Política Agrícola

Reconhecimento da capacidade inspetiva da DGAV para boas práticas de fabrico de medicamentos veterinários

Acordo de Reconhecimento Mútuo: Reconhecimento da capacidade inspetiva da DGAV para boas práticas de fabrico de medicamentos veterinários pelo Health Product Compliance – Conformité des produits de Santé Canada

Comunicamos que, ao abrigo do acordo de reconhecimento mútuo (MRA) para inspeções de locais de fabrico e de boas práticas de fabrico de determinados medicamentos veterinários nos seus respetivos territórios estabelecido entre o Candadá (Health Product Compliance) e a União Europeia (UE), a DGAV foi reconhecida desde 1 de setembro de 2020 pela Health Product Compliance Canadá como a autoridade nacional inspectiva a fabricantes de medicamentos veterinários e de substâncias ativas de medicamentos veterinários.

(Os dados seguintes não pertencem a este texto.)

PR #2825, opened 2015-04-03
Translation fixes for help-resources.php

NikV:
And, by accident, hook docs for the pods_meta_init action ...


NikV:
unfinished, just noticed :/

PR #2827, opened 2015-04-05
update the importer to the newest version

tommiekeeston:
cptui changed the name of their option vars, now are :
cpt_custom_tax_types -> cptui_post_types
cpt_custom_post_types -> cptui_post_types

i've tested the script and its importing correctly i guess, maybe its missing some field but its working.

the function to clean after import doesn't work and need to be checked

### DIFF
--- a/components/Migrate-CPTUI/Migrate-CPTUI.php
+++ b/components/Migrate-CPTUI/Migrate-CPTUI.php
@@ -33,8 +33,8 @@ class Pods_Migrate_CPTUI extends PodsComponent {
      * @since 2.0
      */
     public function __construct () {
-        $this->post_types = (array) get_option( 'cpt_custom_post_types', array() );
-        $this->taxonomies = (array) get_option( 'cpt_custom_tax_types', array() );
+        $this->post_types = (array) get_option( 'cptui_post_types', array() );
+        $this->taxonomies = (array) get_option( 'cptui_taxonomies', array() );
     }
 
     /**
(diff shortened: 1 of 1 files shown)


NikV:
I have tested this PR with taxonomies and custom post types with the simple importer and can confirm that so far, it works with the new version. Not sure of the problems with the clean function. Also, what missing field problems did you have @tommiekeeston?

sc0ttkclark:
We need to find a way to make this version dependent on what version CPTUI they are actually running. Currently this code will make older versions of CPTUI no longer work to migrate, so that would require them upgrade CPTUI first before importing into Pods.

@tw2113 Does the new CPTUI remove it's old options? Basically wondering if we could run into any potential issues with CPT / CT that may have been deleted since they upgraded -- and them showing up as the result of our backwards compatibility fix.

tw2113:
Nope, we leave the options alone for the 0.9.x and earlier versions. The user would have to manually delete them to get them removed, or have some sort of data loss occur. Not something we trigger at all ourselves though.

sc0ttkclark:
@tommiekeeston we'll want to check the CPT_VERSION constant here.

```php
if ( defined( 'CPT_VERSION' ) && version_compare( '0.9.0', CPT_VERSION, '<=' ) ) {
    // New options get / update
} else {
    // Old options get / update
}
```

Do two if/else statements, one when migrating, one when cleanup (update).

The only difference for the cleanup is that we want to delete both the old and the new versions of the CPTUI options.

sc0ttkclark:
We also need this PR redone for two branches instead of `master`.

One for Pods 2.x (`2.x` branch)

One for Pods 3.0 (`release/3.0` branch)

Issue #2660, opened 2015-01-28
Prepare Pods for Term Splitting in WP 4.2


PodsBot:
```php
/**
 * Fires after a previously shared taxonomy term is split into two separate terms.
 *
 * @since 4.2.0
 *
 * @param int $term_id ID of the formerly shared term.
 * @param int $new_term_id ID of the new term created for the $term_taxonomy_id.
 * @param int $term_taxonomy_id ID for the term_taxonomy row affected by the split.
 * @param string $taxonomy Taxonomy for the split term.
 */
do_action( 'split_shared_term', $term_id, $new_term_id, $term_taxonomy_id, $taxonomy );
```

## Pod table

- [x] If $taxonomy is a Pod and storage_type = table `UPDATE wp_pods_{pod_name} SET id = $new_term_id WHERE id = $term_id`

## Pods relationship table

- [x] Replace all podsrel IDs in `wp_podsrel` where related to that taxonomy + $term_id (any relationship field for pick_object = taxonomy, pick_val = {$taxonomy})
- [x] Replace all podsrel IDs in `wp_podsrel` where related from that taxonomy + $term_id (any relationship field for pick_object = taxonomy, pick_val = {$taxonomy})

## Pods (type=post_type) w/ relationship fields to that taxonomy

- [x] Replace all post meta related IDs in where related to that taxonomy + $term_id (any relationship field for pick_object = taxonomy, pick_val = {$taxonomy}) [keys = `_pods_{field_name}` has serialized array, `{field_name}` has individual values in separate rows]

## Pods (type=comment) w/ relationship fields to that taxonomy

- [x] Replace all comment meta related IDs in where related to that taxonomy + $term_id (any relationship field for pick_object = taxonomy, pick_val = {$taxonomy}) [keys = `_pods_{field_name}` has serialized array, `{field_name}` has individual values in separate rows]

## Pods (type=user) w/ relationship fields to that taxonomy

- [x] Replace all user meta related IDs in where related to that taxonomy + $term_id (any relationship field for pick_object = taxonomy, pick_val = {$taxonomy}) [keys = `_pods_{field_name}` has serialized array, `{field_name}` has individual values in separate rows]

## Pods (type=setting) w/ relationship fields to that taxonomy

- [x] Replace all options related IDs in where related to that taxonomy + $term_id (any relationship field for pick_object = taxonomy, pick_val = {$taxonomy}) [keys = `_pods_{field_name}` has serialized array, `{field_name}` has serialized array]

[...]

PR #2856, opened 2015-04-22
Support for Term Splitting in WP 4.2

sc0ttkclark:
This code addresses #2660

### DIFF
--- a/classes/PodsTermSplitting.php
+++ b/classes/PodsTermSplitting.php
@@ -30,6 +30,7 @@ class Pods_Term_Splitting {
 			}
 		}
 
+		// Track down all fields related to the target taxonomy and update stored term IDs as necessary
 		self::update_relationships_to_term( $term_id, $new_term_id, $taxonomy );
 
 	}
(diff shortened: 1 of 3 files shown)


classes/PodsTermSplitting.php
```diff
@@ -0,0 +1,515 @@
...
+			$wpdb->update( $table, $data, $where, $format, $where_format );
+
+			$this->append_progress( $task );
+		}
+
+		// Fix up the serialized data
+		$task = "update_setting_meta_{$pod_name}_{$field_name}_serialized";
+		if ( ! $this->have_done( $task ) ) {
+
+			$target_serialized = sprintf( ';i:%s;', $this->term_id );
```
sc0ttkclark: These probably should have been `%d`

pglewis: No, the fields are string fields and need quoted, string values.

sc0ttkclark: But `;i:%s;` is saying integer, so it would be `;i:%d;`

pglewis: Integer is how it's to be interpreted when unserialized.  It is still stored as a string in the database and thus we need to build a string.

PR #2870, opened 2015-04-28
Add Pod name to cache key

### LINKED ISSUE #2869: Pods caching with 'expires' returns cache for wrong post type
We've found a bug in the PodsData select function. Consider the following example. I have a page with multiple pods calls which are retrieved from the cache:
```
$werkplaatsacties = pods('werkplaatsacties', array('where' => 'merk.slug = "'.$merk.'"', 'limit' => '10', 'expires' => HOUR_IN_SECONDS));
$werkplaatstips   = pods('werkplaatstips', array('where' => 'merk.slug = "'.$merk.'"', 'limit' => '10', 'expires' => HOUR_IN_SECONDS));
$downloads        = pods('downloads', array('where' => 'merk.slug = "'.$merk.'"', 'limit' => '10', 'expires' => HOUR_IN_SECONDS));
```
As you can see the params for these three calls are exactly the same. The only difference is the pod name. Fetching this without cache works, fetching this with cache results in only the first query working. After investigation I found that the second and third query contained the results for the first query. Disabling expire or changing some params around fixed this issue, but not permanently. 

After a lot of debugging we found the culprit:
https://github.com/pods-framework/pods/blob/master/classes/PodsData.php#L635

The params for the query are serialized to generate a cache key, but not the pod name. This explains the behavior in my example.
A workaround that fixes this is adding a random extra parameter to each query: 
```
$werkplaatsacties = pods('werkplaatsacties', array('where' => 'merk.slug = "'.$merk.'"', 'limit' => '10', 'expires' => HOUR_IN_SECONDS, 'pod' => 'werkplaatsacties'));
$werkplaatstips = pods('werkplaatstips', array('where' => 'merk.slug = "'.$merk.'"', 'limit' => '10', 'expires' => HOUR_IN_SECONDS, 'pod' => 'werkplaatstips'));
$downloads = pods('downloads', array('where' => 'merk.slug = "'.$merk.'"', 'limit' => '10', 'expires' => HOUR_IN_SECONDS, 'pod' => 'downloads'));
```
I've added 'pod' => 'podname' to each call, but it doesn't really matter what you add, as long as it's key-value and different to the other queries it works. The definite fix should be adding the pod name to the MD5 hash that is used for caching. I would've done a pull request, but I'm not quite sure where the cache is being set.

Shelob9:
Fixes #2869

### DIFF
--- a/classes/PodsData.php
+++ b/classes/PodsData.php
@@ -632,7 +632,7 @@ class PodsData {
 
         // Get from cache if enabled
         if ( null !== pods_v( 'expires', $params, null, false ) ) {
-            $cache_key = md5( serialize( $params ) );
+            $cache_key = md5( (string) $this->pod . serialize( $params ) );
 
             $results = pods_view_get( $cache_key, pods_v( 'cache_mode', $params, 'cache', true ), 'pods_data_select' );
 


sc0ttkclark:
3.0 pr?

Entre os dias 30 de setembro a 03 de outubro de 2019, a DGAV recebeu a auditoria JAP no âmbito do programa Joint Audit Programme aplicado às inspeções de fabrico de medicamentos veterinários no Espaço Económico Europeu (EEE). O objetivo principal deste programa é, no âmbito dos medicamentos veterinários, a verificação da implementação dos principais requisitos das Diretivas Europeias e da Legislação Nacional, o Sistema de Licenciamento e Autorização de fabricantes e a Certificação da conformidade com as Boas Práticas de Fabrico, dos recursos, das reclamações e do sistema de alerta rápido, incluindo o suporte do Laboratório contratado, e a gestão interna da garantia da qualidade, sendo parte essencial na harmonização de procedimentos de inspeção no EEE.

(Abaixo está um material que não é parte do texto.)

PR #2910, opened 2015-05-09
Stop saving _pods_[field_name] serialized when saving single select pick field values (2.0)

NikV:

PR #2925, opened 2015-05-13
Revert "Stop saving _pods_[field_name] serialized when saving single …

Shelob9:
Reverts pods-framework/pods#2910

### DIFF
--- a/classes/PodsAPI.php
+++ b/classes/PodsAPI.php
@@ -3792,18 +3792,16 @@ class PodsAPI {
                 $object_type = 'post';
 
             delete_metadata( $object_type, $id, $field[ 'name' ] );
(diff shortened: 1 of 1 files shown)


classes/PodsAPI.php
```diff
@@ -3792,18 +3792,16 @@ public function save_relationships ( $id, $related_ids, $pod, $field ) {
                 $object_type = 'post';
 
             delete_metadata( $object_type, $id, $field[ 'name' ] );
-            delete_metadata( $object_type, $id, '_pods_' . $field[ 'field' ] );
```
sc0ttkclark: I thought this only needed changing to `$field['name']`

PR #2933, opened 2015-05-14
Fixes  #2932

### LINKED ISSUE #2932: shortcode pagination=false sets the flag as true
[pods name="foo"  pagination=false] or [pods name="foo"  pagination="false"]
  
This will show the pagination links.

str:
[pods name="foo" pagination=false] or [pods name="foo" pagination="false"]

This will show the pagination links because (boolean) "false" == true;

### DIFF
--- a/includes/general.php
+++ b/includes/general.php
@@ -639,8 +639,8 @@ function pods_shortcode ( $tags, $content = null ) {
 
     $tags = apply_filters( 'pods_shortcode', $tags );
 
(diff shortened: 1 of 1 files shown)


sc0ttkclark:
This change looks great, but can you commit and PR against the `release/3.0` branch instead? `master` is reserved for releases and `2.x` is something we're phasing out to focus more on getting Pods 3.0 ready to go beta.

PR #941, opened 2026-07-17
feat(workspace): logo upload + brand colors in workspace settings

mdubel:
## What

Gives organization workspaces a brand identity, configurable from **Workspace settings → Profile → Branding** (owners/admins only):

- **Logo upload** — PNG/JPG/SVG/WebP/GIF up to ~384 KB. The logo replaces the Lucide icon everywhere the workspace is shown (sidebar switcher, workspace home header, workspace picker, profile "Workspaces" list) and falls back to the icon when unset.
- **Main + auxiliary brand colors** — two color pickers with a live preview, Save, and Reset-to-default. The main color drives `--primary` (buttons, links, active nav, focus rings), the auxiliary drives `--accent`, recoloring the UI in both light and dark mode with an auto-contrast foreground.

## How

Both ride the existing `PATCH /api/namespaces/:handle` path — **no new routes**. Empty string clears any field.

- **Logo** is stored inline as a size-capped base64 `data:` URL on the workspace record, so it travels with the already-authenticated `namespaces.get` / `users.me` payloads and renders via a plain `` — no auth-in-`` problem, no blob-store serving route, no proxy carve-out. The base64 blob is stripped from the audit snapshot.
- **Colors** are `#rrggbb` hex on the same record. A small client component ([`brand-theme.tsx`](../blob/feat/workspace-branding/packages/platform-ui/src/components/brand-theme.tsx)) converts them to HSL triples ([`brand-color.ts`](../blob/feat/workspace-branding/packages/platform-ui/src/lib/brand-color.ts)) and injects a `<style>` overriding `--primary`/`--accent` (+ `--ring`/`--sidebar-*` mirrors). It emits both `:root{}` and `.dark{}` so the override wins over next-themes' `.dark` token block.

Full chain: schema → Postgres (migration `0029`) + in-memory double → contract → handler → client/hook → settings UI + every display site → `MeNamespace` so the sidebar sees it.

## Tests

`pnpm typecheck` clean; new/extended tests green:
- Contract: brand-color hex + logo data-URL accept/reject/clear.
- Handler: logo + colors mapping, clearing, and that the base64 logo stays out of the audit snapshot.
- Repo parity: new columns round-trip (in-memory; Postgres branch runs with `TEST_DATABASE_URL`).
- Unit: `hexToHslTriple` / contrast picker.

Existing workspaces (no logo/colors) render byte-identically — `BrandTheme` returns `null` and every logo site falls back to the current icon path.

## Notes for reviewers

- **Deploy needs `db:migrate`** — migration `0029` adds `logo`, `brand_primary_color`, `brand_accent_color` to `workspaces` (all nullable).
- **The auxiliary color maps to `--accent`**, which shadcn also uses for subtle hover surfaces (`hover:bg-accent`) — so a very saturated auxiliary color tints hover states app-wide, especially in dark mode. This matches the "colors used everywhere" intent; happy to scope it to badges/highlights only if preferred (one-line change to which tokens it overrides).


Griphu:
## Self-review follow-up — three blockers fixed (9a3ec7d1)

Ran `/code-review` on the branch; it surfaced two confirmed regressions and a missing-coverage gate. All three are addressed below. Verified: typecheck exit 0, unit suite 1732 passed / 5 skipped (159 files), API E2E 69 passed.

### 1. Brand tokens were flattened across light and dark — regression

`BrandTheme` emitted one identical declaration block for both `:root` and `.dark`. Two consequences:

- **`--accent` is the `hover:bg-accent` surface** (38 usages, all hover states). Its dark default is the near-black `217.2 32.6% 17.5%`, so writing a saturated brand color there made every hover/selected row in the app glow.
- **`--primary`** loses the lightness lift its dark default applies (`172 66% 32%` light → `172 60% 60%` dark), so any dark brand color became unreadable on a dark background.

Worth noting for reviewers: this was **only** broken in dark mode. Light mode's `--accent` default is already a deliberate saturated amber (`38 92% 50%`), so passing the brand color through there is continuous with existing design intent, not a break.

`:root` and `.dark` now derive separately. Light passes the brand color through; dark lifts `--primary` to ≥55% lightness and clamps `--accent` to `maxSaturation: 33`, lightness 14–20% — the band its default occupies. A hover state should hint at the brand, not compete with the content on top of it.

New `brandTokenTriples()` in `lib/brand-color.ts` derives the readable foreground from the **adjusted** color rather than the input. This matters: amber alone reads as "light" and gets dark text, but clamped to a 20%-lightness surface it needs white — deriving from the input would have produced unreadable labels.

Also dropped the `--sidebar-accent` / `--sidebar-accent-foreground` overrides: zero usages in the codebase.

### 2. `users.me` payload grew unbounded — regression

`getMe` returns every namespace the user belongs to, each now carrying a full base64 logo, on an uncacheable endpoint hit at every app-shell mount. At the original 512 KiB cap that's multi-MB for a user in several branded workspaces.

The cap alone was the wrong lever — it's an aggregation problem, and shrinking the cap taxes single-workspace users who'd never trigger it. Instead, uploads are downscaled to **256px on the longest edge** before encoding (`lib/logo-image.ts`), so stored logos land in the single-digit KB range and the 512 KiB cap becomes a backstop. SVGs pass through untouched — rasterising a vector to hit a pixel budget makes it worse on high-DPI screens, and they're already tiny.

Side benefit: dropping in a multi-megabyte brand-kit PNG now just works instead of erroring.

### 3. Missing L3 coverage

Added `e2e/api/namespace-branding.journey.ts`: round-trip, `""` clears, size cap rejected, malformed hex rejected, unauthenticated write rejected. The last three are what justify L3 — they exercise the route adapter's Zod validation and the auth middleware, which the handler unit tests bypass. Plus 6 unit tests for the token derivation.

Also folded in: `MeNamespace` fields now use the `WorkspaceLogoSchema` / `BrandColorSchema` this PR already exports, instead of bare `z.string()`.

### Known gap

`lib/logo-image.ts` has **no test coverage** — it's canvas / `FileReader` / `Image`, so it needs jsdom mocks or an L4 journey. Typecheck proves it compiles; nothing proves it produces a correct image. Happy to add coverage here if a reviewer wants it before merge.

### Not addressed (review's "should fix", deliberately out of scope)

Org-only rule is still UI-only in `settings/page.tsx` rather than enforced in `updateNamespace`; five hand-rolled logo-or-icon renders could collapse into a `WorkspaceAvatar` (four skip `ImgWithFallback`, so a corrupt data URL shows a broken-image glyph); a few implicit-truthy checks and a banner comment; preview swatches hardcode `text-white` where `readableForegroundTriple()` exists. 

Griphu:
### Known gap closed — `logo-image.ts` now covered

Added [`src/lib/__tests__/logo-image.test.ts`](https://github.com/Appsilon/mediforce/blob/feat/workspace-branding/packages/platform-ui/src/lib/__tests__/logo-image.test.ts) (c54449d5). L1, runs in the default `pnpm test` suite.

jsdom has no canvas backend and decodes no bitmaps, so `Image` and the 2d context are stubbed. `FileReader` is jsdom's real one — the `data:` URL read out of the `File` is genuine, which is what makes the SVG-passthrough assertion meaningful (it decodes the base64 back and compares to the source markup).

Ten cases: PNG re-encode, downscale geometry landscape + portrait, the never-upscale guard, source-byte cap, post-encode schema cap (raster and SVG), an undecodable file, and the `getContext() === null` fallback.

**Verified non-vacuous by mutation** — each of these breaks the suite:

| Mutation | Failures |
|---|---|
| drop the never-upscale guard | 1 |
| remove SVG passthrough | 2 |
| remove the post-encode size cap | 2 |

`pnpm typecheck` clean; `src/lib` suite 241/241 green.

**What this still doesn't prove:** that the bytes are a *correct* image. `drawImage`/`toDataURL` are stubs, so the test pins the decision logic — which dimensions, which branch, which error — not pixel output. Real rasterisation needs the `canvas` native dep or an L4 journey with a fixture PNG; both felt disproportionate for a 79-line module whose risk is branch selection. Say the word if you'd rather have the L4.

Griphu:
### Spec correction — PR description is stale

Two numbers in the description above no longer match the branch; noting them here rather than rewriting the description so the original intent stays visible.

| Claim in description | Actual on branch |
|---|---|
| logo up to **~384 KB** | no such bound exists. `WORKSPACE_LOGO_MAX_CHARS = 512 * 1024` (512 KiB) caps the *encoded* data URL; `LOGO_SOURCE_MAX_BYTES = 10 * 1024 * 1024` gates the source file before encoding |
| migration **0029** | the file is `0030_workspace_branding.sql` |

Neither is a behaviour change — the description was written against an earlier revision. The 512 KiB cap is a backstop, not the mechanism that keeps payloads small: rasters are downscaled to `LOGO_MAX_EDGE_PX` before encoding, so stored logos land in the single-digit KB range.

Also landed since the description was written:

- Branding is now enforced organization-only in `updateNamespace`, not just hidden in the settings UI. `icon` / `logo` / brand colors on a personal namespace return `409 precondition_failed`. This narrows the public REST/CLI surface: `mediforce namespace update --handle <personal> --icon Foo` previously succeeded and wrote a field nothing rendered. Accepted deliberately.
- `mediforce namespace update` gained `--logo`, `--brand-primary-color`, `--brand-accent-color`, closing the dogfood gap where three handler-supported fields were UI-only.
- The five hand-rolled logo-or-icon renders collapsed into one `WorkspaceAvatar`; four of them previously had no image-error fallback.
- Animated GIFs flatten to their first frame (PNG re-encode carries no animation) — now documented in `logo-image.ts` and surfaced in the upload hint text.

**Test-fixture note worth flagging for reviewers:** `TEST_ORG_HANDLE` is seeded as `type: 'personal'` despite the name, so the branding journeys were exercising the personal path and never covered the organization path they claimed to. The org-only rule surfaced this. The journey now seeds its own organization per test; `e2e/helpers/constants.ts` documents the trap. Renaming the constant (147 usages / 44 files) was left out of this PR as too large.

Este programa engloba também os programas de Acordos de Reconhecimento Mútuo com países terceiros à União Europeia (MRA – Mutual Recognition Agreement) por forma a manter a confiança dos sistemas de conformidade com as Boas Práticas de Fabrico entre os parceiros MRA. Neste âmbito, estiveram a acompanhar esta auditoria dois elementos da US-FDA, e os congéneres do Canadá.

Esta auditoria JAP foi, assim, de extrema importância para o Programa de monitorização da conformidade com as Boas Práticas e fabrico em Fabricantes de Medicamentos veterinários, da DGAV, não só pela oportunidade de melhoria do processo de inspeção no que respeita a harmonização de procedimentos no EEE, mas também, para o contributo no processo de avaliação pela US-FDA e pelo Health Canada.

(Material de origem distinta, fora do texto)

PR #999, opened 2026-07-21
Firebase Auth → NextAuth cutover (ADR-0002)

marekrogala:
Completes ADR-0002: authentication moves off Firebase Auth to NextAuth (Auth.js v5), with Google OAuth, password sign-in, and revocable database sessions in Postgres.

PR1 (user directory / roles / invites to Postgres) and PR2 (the atomic cutover) ship together — PR1 is not mergeable on its own, since nothing exercises the new tables while Firebase is still the auth source.

## What changes

- **Sessions live in Postgres** (`auth_users`, `auth_accounts`, `auth_sessions`, `auth_verification_tokens`, `user_roles`). Revocation is one row delete; `proxy.ts` and `resolveCallerIdentity` resolve the httpOnly cookie to a uid through a single indexed lookup, replacing Firebase Bearer verification.
- **Google OAuth** with verified-email account linking, gated by `ALLOWED_EMAIL_DOMAINS`. A dormant OIDC provider ships for pharma SSO.
- **Password sign-in is a plain route**, `POST /api/auth/password-login`, *not* an Auth.js Credentials provider — Auth.js refuses to combine Credentials with the database session strategy and fails the entire `/api/auth/*` surface at config load when you try (this is what the handoff flagged as the highest-risk piece; the `jwt.encode` workaround never ran). The route does the same bcrypt check and opens the same `auth_sessions` row, so every provider stays on one revocable session model.
- **`set-password` becomes a headless handler** + Zod contract + route adapter, with audit attribution, per AGENTS.md rule 7.
- **Firebase Auth, the Admin SDK and the auth emulator are gone**, along with the emulator scaffolding (`firebase.json`, `start-emulators.sh`, `bootstrap_e2e.py`, the CI java/firebase-tools steps). The E2E `NEXT_PUBLIC_USE_EMULATORS` switch is renamed `E2E_FULL_SUITE` — it was neither Firebase-related nor client-side.
- **`pnpm dev:mock` works again.** It had been broken independently of this branch (`firebase-tools` was no longer in the lockfile, `seed-dev-data.ts` imported a deleted helper, and boot hard-exits without `DATABASE_URL`). It now starts the dev Postgres container, and the docs stop advertising a database-free mode that ADR-0001 removed.

## Deliberate deviations from PLAN-0002

- `user_profiles` did **not** get `deployment_admin` / `current_workspace` columns — nothing in the codebase reads either (re-verified after the rebase); admin checks are all `workspace_members` governance and the current workspace is URL-driven. The session carries `user.id` + `user.roles`.
- Personal-workspace bootstrap stays lazy in the `getMe` handler rather than moving into the `signIn` callback, so handle generation lives in one place.

## Behaviour changes

- **Re-inviting an existing member with a different role now updates their role** again (it briefly regressed to a silent no-op). Restores the pre-cutover Firebase behaviour.
- Invites no longer carry a temporary password; invitees sign in with Google or set a password.
- `set-password` now requires a resolvable personal namespace for audit attribution (412 otherwise), matching its sibling handler. Not reachable in practice — invites always create one.

## Verification

- `pnpm typecheck` (tsc -b) clean; `pnpm test:unit` — **4354 passed, 0 failed**.
- Live boot smoke against a real Next server + Postgres: `/api/health` public, `/api/auth/providers` serving, unauthenticated `/api/users/me` → 401, password login → an `auth_sessions` row whose token *is* the cookie value, that cookie authenticates a protected route, and deleting the row → 401.
- New tests: password-login route (8 cases), set-password handler (7), session-store and credentials-store L2, email-allowlist and session-cookie L1, plus a RED-verified L2 test for the re-invite role upsert.

## Deployment — new configuration required

The Firebase deploy path went with the SDK. `docker-compose.prod.yml` no longer mounts a Firebase service account (that bind mount would have failed `up` on any host without the file), the Dockerfile's `NEXT_PUBLIC_FIREBASE_*` build args are gone, and both setup front-doors — `scripts/bootstrap-server.py` and `docs/setup/index.html` — now provision NextAuth instead.

Operators must set, before deploying:

| Var | Required | Note |
| --- | --- | --- |
| `AUTH_SECRET` | yes | `openssl rand -hex 32`. No default; boot fails without it. |
| `GOOGLE_CLIENT_ID` + `GOOGLE_CLIENT_SECRET` | one provider required | or `ENABLE_PASSWORD_AUTH=true`, or `OIDC_ISSUER` |
| `ALLOWED_EMAIL_DOMAINS` | yes, when OAuth is on | Boot **fails** if an OAuth provider is configured and this is empty — the allowlist helper fails open, so this check is what closes it. |
| `AUTH_URL` | no | Override only; `trustHost` + Caddy's forwarded headers cover the normal case. |

No longer set: `NEXT_PUBLIC_FIREBASE_*`, `GOOGLE_APPLICATION_CREDENTIALS`, and the `secrets/firebase-admin-sa.json` file.

Outside the repo: register a Google OAuth Web client whose redirect URI is exactly `https://<host>/api/auth/callback/google`.

## Security fixes from review

The first self-review returned ITERATE; these came out of it and are worth a reviewer's attention:

- The password-login cookie was written from `request.url`'s protocol. Behind Caddy that is http, so the cookie was not `Secure` and — because Auth.js writes and clears the `__Secure-` prefixed name — **signing out never revoked a password session**. Now derived from `x-forwarded-proto`, the same signal Auth.js uses.
- Password change had no re-authentication and did not revoke other sessions, both of which Firebase `updatePassword` did. Setting a password over an existing one now requires the current password and kills every other session, keeping the caller's so the change-password flow can finish.
- The login route accepted any content type (cross-site form CSRF), answered unknown emails ~250 ms early (enumeration), and gave out-of-allowlist emails a distinct 403 (allowlist disclosure). All three closed.
- `ALLOWED_EMAIL_DOMAINS` enforcement only ran under `NODE_ENV=production`, so a preview container with Google configured admitted any Google account.
- `auth_users.email` uniqueness was case-sensitive, so a mixed-case invite would never link to the same person's Google sign-in. Now normalised, with a `lower(email)` unique index.
- `lastSignInTime` was hardcoded `null`, making every member row read "never". It now reads a real `last_sign_in_at` stamped on each sign-in.

Deferred by decision, tracked: password recovery (#1001) and the invite dead-end on deployments without Google (#1002).

## Not verified here — needs staging

Real Google OAuth and the Playwright suite. The staging env vars, the keep-uid seed procedure (`firebase auth:export` → `seed-user-roles.ts`), and a smoke checklist are in the review comment below; the migration seed **must** run before users log in, or everyone gets a fresh uid and loses their data.


marekrogala:
# ADR-0002 staging cutover — env + verification checklist

Run this on staging **before** merging. Everything below assumes the branch is
deployed to staging, not production.

## 1. Environment variables to set on staging

| Var | Value | Notes |
| --- | --- | --- |
| `AUTH_SECRET` | `openssl rand -hex 32` | Required. Signs Auth.js state/PKCE cookies. Changing it later invalidates in-flight OAuth flows, not existing DB sessions. |
| `NEXTAUTH_URL` / `AUTH_URL` | `https://<staging-host>` | Only if the app is behind a proxy that rewrites Host; `trustHost: true` is set, so usually unnecessary. |
| `GOOGLE_CLIENT_ID` | from Google Cloud console | Presence of this var is what enables the Google button. |
| `GOOGLE_CLIENT_SECRET` | from Google Cloud console | |
| `ALLOWED_EMAIL_DOMAINS` | e.g. `appsilon.com` | Comma-separated. Empty/unset = no domain gate. Applies to Google **and** password sign-in. |
| `ENABLE_PASSWORD_AUTH` | `false` on staging | `true` only for demo/air-gapped boxes. |
| `DATABASE_URL` | existing | Auth tables live in the same database. |

Google Cloud console — add the callback URL:
`https://<staging-host>/api/auth/callback/google`

## 2. Migration + user seed (in order)

1. Deploy the branch (migrations `0030_user_roles_and_auth_users`,
   `0031_nextauth_tables` run on boot / via `pnpm db:migrate`).
2. Export the existing Firebase Auth users, then seed them keeping their uids:
   ```bash
   firebase auth:export users.json --project <firebase-project>
   npx tsx scripts/migrate-firebase-auth-to-postgres/seed-user-roles.ts users.json          # dry run, prints counts
   npx tsx scripts/migrate-firebase-auth-to-postgres/seed-user-roles.ts users.json --apply  # writes
   ```
   The seed sets `email_verified`, which is what lets the first Google sign-in
   link onto the existing uid instead of minting a new one. **Skipping this
   means every user gets a new uid and loses their data.**
3. Sanity-check the counts the dry run printed against the Firebase user count
   before passing `--apply`.

## 3. Smoke checks after deploy

- [ ] `GET /api/health` → 200 without a cookie.
- [ ] `GET /api/auth/providers` → 200, lists `google`. (A 500 here means the
      Auth.js config failed to load — check `AUTH_SECRET`.)
- [ ] `GET /api/users/me` without a cookie → 401.
- [ ] Google sign-in with an **allowlisted** account → lands in the app, and
      `select id from auth_users where email = '<you>'` is the **pre-existing
      Firebase uid**, not a new uuid. This is the migration's whole point.
- [ ] Your workspaces, tasks and roles are all still visible after that login.
- [ ] Google sign-in with a **non-allowlisted** domain → bounced to
      `/login?error=AccessDenied`.
- [ ] Sign out → `GET /api/users/me` 401 again.
- [ ] Revocation: `delete from auth_sessions where user_id = '<uid>'` → the next
      request from that browser is a 401 and the app returns to `/login`.
- [ ] Invite flow: invite a colleague, confirm the notification email arrives
      with the right workspace link (`platform.baseUrl` respected), and that
      they can sign in with Google and land in that workspace.
- [ ] Re-invite an existing member with a **different role** → their role
      changes (this is the restored parity behaviour).
- [ ] A server-to-server call with `X-Api-Key` still works (CLI:
      `pnpm exec mediforce ...` against staging).

## 4. Rollback

The cutover is atomic: rolling back the deploy restores Firebase Auth sign-in,
since the migration only ADDS tables (`auth_users`, `auth_accounts`,
`auth_sessions`, `auth_verification_tokens`, `user_roles`) and never drops the
old identity data. Sessions created under NextAuth simply stop being honoured.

Desde 1 de setembro de 2020 que a capacidade e a qualidade inspetiva da DGAV a fabricantes de medicamentos veterinários e de substâncias ativas de medicamentos veterinários foi reconhecida pelo Canadá. A informação está disponível aqui.

Todos os anos, a DGAV inspeciona locais de fabrico de medicamentos veterinários, garantindo que estes locais operam em conformidade com as boas práticas de fabrico (BPF). Com o recente reconhecimento da DGAV pela Health Canada, evitam-se inspeções duplicadas, libertando assim os recursos disponíveis para novas ações.